Business results are evaluated quite differently. Actual performance is compared to selected internal and external references and both its level and trend are taken into account. Here are the questions used to assess results:

  • Does the current level of performance ensure that key customer requirements and key operational requirements are achieved?
  • How does the current level of performance compare to organizational goals, industry standards, competitive performance, and other benchmarks?
  • What rate of improvement is being achieved?
  • How long have the results been improving?
  • How widespread are the improvement trends?

It’s important to remember that the answers to these questions must be evaluated in context to the information identified in the organizational profile. Additionally, the following questions should be considered when assessing results:

  • Are the outcomes related to the important customer, market, process, and action plan performance requirements identified in the organizational profile achieving the targeted levels?
  • Are the outcomes related to the important customer, market, process, and action plan performance requirements identified in the organizational profile improving?
  • Does a cause and effect relationship exist between the methods, tools, and techniques used and the organization’s outcomes? In other words, is there evidence that the methods, tools, and techniques used are directly responsible for the outcomes achieved?

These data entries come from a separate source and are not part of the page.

Issue #369, opened 2022-03-16
Continuous Deployment build fails


hannobraun:
See https://github.com/hannobraun/Fornjot/actions/runs/1993939647.

This is most likely due to #368. I'll take a look tomorrow.

cc @hendrikmaus

hendrikmaus:
That error message a new one for me:

```
error: cannot produce cdylib for `cuboid v0.1.0 (/project/models/cuboid)` as the target `aarch64-unknown-linux-musl` does not support these crate types
```

According to Cargo's documentation, this should work on all major operating systems:

> --crate-type=cdylib, #[crate_type = "cdylib"] - A dynamic system library will be produced. This is used when compiling a dynamic library to be loaded from another language. This output type will create *.so files on Linux, *.dylib files on macOS, and *.dll files on Windows.
>
> Source: https://doc.rust-lang.org/reference/linkage.html

I wonder if it has something to do with GNU vs musl 🤔
 
_(...)_

I think that is the culprit, I can compile the GNU targets, but musl refuses to:

```shell
$ cargo build --release --target x86_64-unknown-linux-musl
error: cannot produce cdylib for `cuboid v0.1.0 (/home/hmaus/Code/Opensource/Rust/fornjot/repo/models/cuboid)` as the target `x86_64-unknown-linux-musl` does not support these crate types
```

Now the musl binaries, to me at least, are only a nice to have at this point. So @hannobraun we can drop them and only continue to build GNU targets for Linux.

I opened a pull-request: https://github.com/hannobraun/Fornjot/pull/370

hendrikmaus:
There _could_ be a solution though, setting `RUSTFLAGS="-C target-feature=-crt-static"` https://github.com/rust-lang/cargo/issues/8607#issuecomment-676504095

But that resulted in a ton of `cc` link errors for me.

hannobraun:
Thank you for looking into this, @hendrikmaus!

> Now the musl binaries, to me at least, are only a nice to have at this point. So @hannobraun we can drop them and only continue to build GNU targets for Linux.

I agree that they're just a nice-to-have. Dropping them for now is fine, and I think there are two alleviating factors:
1. There are other ways to get binaries that run on most Linux systems, by building against an old glibc, I think. So once that becomes a priority, we'll have options.
2. Building as a dynamic library isn't a long-term solution anyway (#71), so we might be able to re-introduce musl builds later.


[...]

PR #370, opened 2022-03-17
fix(cd): avoid building musl

hendrikmaus:
- one cannot build crate-type cdylib for musl targets
- this also removes `cross` from the show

Although it’s possible to assign specific scores during the assessment, this may bring out a competitive spirit in some assessors—particularly in initial assessments. Instead, the focus should be on reaching agreement on the findings—the strengths and opportunities for improvement—not on defending current practices and results. The use of facts and data, such as flow diagrams and trend charts, can enhance the decision-making process greatly, aiding in building consensus. When the self-assessment provides a set of findings that can be accepted without debate, it is much more likely to provide a platform for change.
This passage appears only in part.